My top 25 film list would probably be different if you asked me again next week, but I get asked about it a lot-- especially at the end of the year when so many "Best of..." lists run.
In teaching a lot of classes, on film noir, comedy, Hitchcock, etc-- I've encountered a LOT of film and had the pleasure of discovering some real gems. A lot of these aren't going to surprise anyone (Citizen Kane is in the top 5, but there is an occasional Huh? included as well).
There are also a lot of movies that should have, could have and ALMOST made the final list but for sake of trimming it down to 25 I had to leave them off. Clint Eastwood's DIRTY HARRY and Richard Roundtree's original SHAFT are two of my absolute favorite films, but I gave the criteria to make the list pretty rock solid; Well acted & directed. Entertaining story. Able to stand up for repeated viewings.

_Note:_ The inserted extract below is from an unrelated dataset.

PR #701, opened 2019-11-08
GG-25433 Test plan [GG-25433] Extend test coverage [GG-22696] [IGNITE…

ingvard:
…-10808] Discovery message queue may build up with TcpDiscoveryMetricsUpdateMessage


modules/core/src/test/java/org/apache/ignite/spi/discovery/tcp/MetricsCompactionTest.java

So here, starting from the bottom up;
21. KISS ME DEADLY (1955) Directed by Robert Aldrich. Ralph Meeker & Albert Dekker. Based on the book by Mickey Spillane and featuring the hardest of the hard boiled detectives--this movie is a lot like a punch in the face. It comes at you hard and never lets up. I dare you not to watch this one and not throw some punk down a flight of stairs afterwards.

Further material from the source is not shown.